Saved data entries
=======

PR #7411, opened 2022-05-18
build: Switch to using versions from boms, instead of custom versions

timyates:
These versions are used in tests, but can be provided by declaring a platform
dependency on the upstream bom that also pulls them in.

The reasoning for doing this is that renovate-bot should spam us less with
dependency updates as these will be handled by the modules themselves.

All the tests still passed without junit4 or powermock, so I removed these entirely.

This also includes a couple of test fixes where static counters were not being reset in case of a retry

=======

Task:
Repeat all of the records, letter for letter.

Response box:
PR #7411, opened 2022-05-18
build: Switch to using versions from boms, instead of custom versions

timyates:
These versions are used in tests, but can be provided by declaring a platform
dependency on the upstream bom that also pulls them in.

The reasoning for doing this is that renovate-bot should spam us less with
dependency updates as these will be handled by the modules themselves.

All the tests still passed without junit4 or powermock, so I removed these entirely.

This also includes a couple of test fixes where static counters were not being reset in case of a retry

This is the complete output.